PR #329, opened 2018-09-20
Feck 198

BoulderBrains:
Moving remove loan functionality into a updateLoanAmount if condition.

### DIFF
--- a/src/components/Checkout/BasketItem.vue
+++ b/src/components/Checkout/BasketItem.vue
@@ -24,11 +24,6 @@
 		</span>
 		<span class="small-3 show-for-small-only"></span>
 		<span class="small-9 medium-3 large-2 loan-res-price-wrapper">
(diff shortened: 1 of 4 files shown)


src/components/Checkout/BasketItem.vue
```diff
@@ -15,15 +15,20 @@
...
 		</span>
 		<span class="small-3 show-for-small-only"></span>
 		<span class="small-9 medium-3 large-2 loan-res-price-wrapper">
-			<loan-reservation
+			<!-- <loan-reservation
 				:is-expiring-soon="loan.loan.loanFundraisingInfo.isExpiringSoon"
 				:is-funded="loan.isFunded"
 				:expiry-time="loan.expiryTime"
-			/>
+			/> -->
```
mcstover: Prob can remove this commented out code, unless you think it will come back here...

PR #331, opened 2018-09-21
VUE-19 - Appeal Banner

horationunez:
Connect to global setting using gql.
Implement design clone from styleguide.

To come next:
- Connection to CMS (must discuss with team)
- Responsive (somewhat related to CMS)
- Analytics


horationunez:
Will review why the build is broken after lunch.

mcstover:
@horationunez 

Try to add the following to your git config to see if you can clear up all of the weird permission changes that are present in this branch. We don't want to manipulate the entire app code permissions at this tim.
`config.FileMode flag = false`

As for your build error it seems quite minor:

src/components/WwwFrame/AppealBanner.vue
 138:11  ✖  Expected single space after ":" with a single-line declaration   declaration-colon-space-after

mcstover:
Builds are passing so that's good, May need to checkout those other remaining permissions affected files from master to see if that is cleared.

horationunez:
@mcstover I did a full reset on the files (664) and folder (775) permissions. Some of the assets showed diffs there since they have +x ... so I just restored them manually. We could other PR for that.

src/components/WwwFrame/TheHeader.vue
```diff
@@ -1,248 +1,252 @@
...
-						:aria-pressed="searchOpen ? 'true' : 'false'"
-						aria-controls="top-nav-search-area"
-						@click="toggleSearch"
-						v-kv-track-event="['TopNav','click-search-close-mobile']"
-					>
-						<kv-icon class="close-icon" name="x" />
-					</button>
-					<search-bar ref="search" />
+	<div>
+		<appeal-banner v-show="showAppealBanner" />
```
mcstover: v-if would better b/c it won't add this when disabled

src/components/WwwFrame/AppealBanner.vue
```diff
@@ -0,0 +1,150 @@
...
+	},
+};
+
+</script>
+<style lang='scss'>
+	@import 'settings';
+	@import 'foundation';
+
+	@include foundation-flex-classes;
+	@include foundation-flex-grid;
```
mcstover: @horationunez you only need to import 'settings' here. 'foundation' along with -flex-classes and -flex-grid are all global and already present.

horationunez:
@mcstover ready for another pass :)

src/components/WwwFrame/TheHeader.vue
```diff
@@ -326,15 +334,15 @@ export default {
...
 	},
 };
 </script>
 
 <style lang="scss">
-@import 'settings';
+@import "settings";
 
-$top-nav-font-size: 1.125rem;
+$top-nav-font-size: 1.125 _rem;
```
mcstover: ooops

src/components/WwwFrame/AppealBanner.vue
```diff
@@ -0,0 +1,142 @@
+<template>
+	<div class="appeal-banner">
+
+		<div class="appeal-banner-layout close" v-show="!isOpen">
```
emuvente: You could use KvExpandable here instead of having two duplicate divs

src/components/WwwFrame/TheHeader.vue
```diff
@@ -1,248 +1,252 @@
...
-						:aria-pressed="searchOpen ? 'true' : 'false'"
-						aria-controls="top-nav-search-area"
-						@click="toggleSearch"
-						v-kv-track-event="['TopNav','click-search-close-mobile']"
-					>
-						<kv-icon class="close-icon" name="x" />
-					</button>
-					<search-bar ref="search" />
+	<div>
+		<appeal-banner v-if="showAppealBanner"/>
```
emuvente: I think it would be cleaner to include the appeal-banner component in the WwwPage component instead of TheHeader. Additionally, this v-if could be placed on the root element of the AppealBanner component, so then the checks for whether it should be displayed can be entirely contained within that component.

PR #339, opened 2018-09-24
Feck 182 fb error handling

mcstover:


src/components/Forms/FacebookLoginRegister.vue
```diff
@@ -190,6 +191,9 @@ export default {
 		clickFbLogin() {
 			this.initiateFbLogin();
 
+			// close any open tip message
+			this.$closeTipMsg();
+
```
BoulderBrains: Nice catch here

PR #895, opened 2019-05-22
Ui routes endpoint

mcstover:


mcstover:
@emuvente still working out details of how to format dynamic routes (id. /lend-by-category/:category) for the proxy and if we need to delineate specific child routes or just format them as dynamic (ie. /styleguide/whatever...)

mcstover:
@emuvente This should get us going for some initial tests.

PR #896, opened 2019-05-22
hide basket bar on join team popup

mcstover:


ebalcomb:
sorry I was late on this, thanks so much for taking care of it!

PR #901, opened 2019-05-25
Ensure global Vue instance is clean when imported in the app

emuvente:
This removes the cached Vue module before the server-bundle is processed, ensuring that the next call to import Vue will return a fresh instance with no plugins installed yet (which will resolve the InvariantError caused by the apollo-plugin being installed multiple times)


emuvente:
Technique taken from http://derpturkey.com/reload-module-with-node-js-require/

——

-- To do --
All records above must be printed again, exactly.

-- Result for this task --
PR #329, opened 2018-09-20
Feck 198

BoulderBrains:
Moving remove loan functionality into a updateLoanAmount if condition.

### DIFF
--- a/src/components/Checkout/BasketItem.vue
+++ b/src/components/Checkout/BasketItem.vue
@@ -24,11 +24,6 @@
 		</span>
 		<span class="small-3 show-for-small-only"></span>
 		<span class="small-9 medium-3 large-2 loan-res-price-wrapper">
(diff shortened: 1 of 4 files shown)


src/components/Checkout/BasketItem.vue
```diff
@@ -15,15 +15,20 @@
...
 		</span>
 		<span class="small-3 show-for-small-only"></span>
 		<span class="small-9 medium-3 large-2 loan-res-price-wrapper">
-			<loan-reservation
+			<!-- <loan-reservation
 				:is-expiring-soon="loan.loan.loanFundraisingInfo.isExpiringSoon"
 				:is-funded="loan.isFunded"
 				:expiry-time="loan.expiryTime"
-			/>
+			/> -->
```
mcstover: Prob can remove this commented out code, unless you think it will come back here...

PR #331, opened 2018-09-21
VUE-19 - Appeal Banner

horationunez:
Connect to global setting using gql.
Implement design clone from styleguide.

To come next:
- Connection to CMS (must discuss with team)
- Responsive (somewhat related to CMS)
- Analytics


horationunez:
Will review why the build is broken after lunch.

mcstover:
@horationunez 

Try to add the following to your git config to see if you can clear up all of the weird permission changes that are present in this branch. We don't want to manipulate the entire app code permissions at this tim.
`config.FileMode flag = false`

As for your build error it seems quite minor:

src/components/WwwFrame/AppealBanner.vue
 138:11  ✖  Expected single space after ":" with a single-line declaration   declaration-colon-space-after

mcstover:
Builds are passing so that's good, May need to checkout those other remaining permissions affected files from master to see if that is cleared.

horationunez:
@mcstover I did a full reset on the files (664) and folder (775) permissions. Some of the assets showed diffs there since they have +x ... so I just restored them manually. We could other PR for that.

src/components/WwwFrame/TheHeader.vue
```diff
@@ -1,248 +1,252 @@
...
-						:aria-pressed="searchOpen ? 'true' : 'false'"
-						aria-controls="top-nav-search-area"
-						@click="toggleSearch"
-						v-kv-track-event="['TopNav','click-search-close-mobile']"
-					>
-						<kv-icon class="close-icon" name="x" />
-					</button>
-					<search-bar ref="search" />
+	<div>
+		<appeal-banner v-show="showAppealBanner" />
```
mcstover: v-if would better b/c it won't add this when disabled

src/components/WwwFrame/AppealBanner.vue
```diff
@@ -0,0 +1,150 @@
...
+	},
+};
+
+</script>
+<style lang='scss'>
+	@import 'settings';
+	@import 'foundation';
+
+	@include foundation-flex-classes;
+	@include foundation-flex-grid;
```
mcstover: @horationunez you only need to import 'settings' here. 'foundation' along with -flex-classes and -flex-grid are all global and already present.

horationunez:
@mcstover ready for another pass :)

src/components/WwwFrame/TheHeader.vue
```diff
@@ -326,15 +334,15 @@ export default {
...
 	},
 };
 </script>
 
 <style lang="scss">
-@import 'settings';
+@import "settings";
 
-$top-nav-font-size: 1.125rem;
+$top-nav-font-size: 1.125 _rem;
```
mcstover: ooops

src/components/WwwFrame/AppealBanner.vue
```diff
@@ -0,0 +1,142 @@
+<template>
+	<div class="appeal-banner">
+
+		<div class="appeal-banner-layout close" v-show="!isOpen">
```
emuvente: You could use KvExpandable here instead of having two duplicate divs

src/components/WwwFrame/TheHeader.vue
```diff
@@ -1,248 +1,252 @@
...
-						:aria-pressed="searchOpen ? 'true' : 'false'"
-						aria-controls="top-nav-search-area"
-						@click="toggleSearch"
-						v-kv-track-event="['TopNav','click-search-close-mobile']"
-					>
-						<kv-icon class="close-icon" name="x" />
-					</button>
-					<search-bar ref="search" />
+	<div>
+		<appeal-banner v-if="showAppealBanner"/>
```
emuvente: I think it would be cleaner to include the appeal-banner component in the WwwPage component instead of TheHeader. Additionally, this v-if could be placed on the root element of the AppealBanner component, so then the checks for whether it should be displayed can be entirely contained within that component.

PR #339, opened 2018-09-24
Feck 182 fb error handling

mcstover:


src/components/Forms/FacebookLoginRegister.vue
```diff
@@ -190,6 +191,9 @@ export default {
 		clickFbLogin() {
 			this.initiateFbLogin();
 
+			// close any open tip message
+			this.$closeTipMsg();
+
```
BoulderBrains: Nice catch here

PR #895, opened 2019-05-22
Ui routes endpoint

mcstover:


mcstover:
@emuvente still working out details of how to format dynamic routes (id. /lend-by-category/:category) for the proxy and if we need to delineate specific child routes or just format them as dynamic (ie. /styleguide/whatever...)

mcstover:
@emuvente This should get us going for some initial tests.

PR #896, opened 2019-05-22
hide basket bar on join team popup

mcstover:


ebalcomb:
sorry I was late on this, thanks so much for taking care of it!

PR #901, opened 2019-05-25
Ensure global Vue instance is clean when imported in the app

emuvente:
This removes the cached Vue module before the server-bundle is processed, ensuring that the next call to import Vue will return a fresh instance with no plugins installed yet (which will resolve the InvariantError caused by the apollo-plugin being installed multiple times)


emuvente:
Technique taken from http://derpturkey.com/reload-module-with-node-js-require/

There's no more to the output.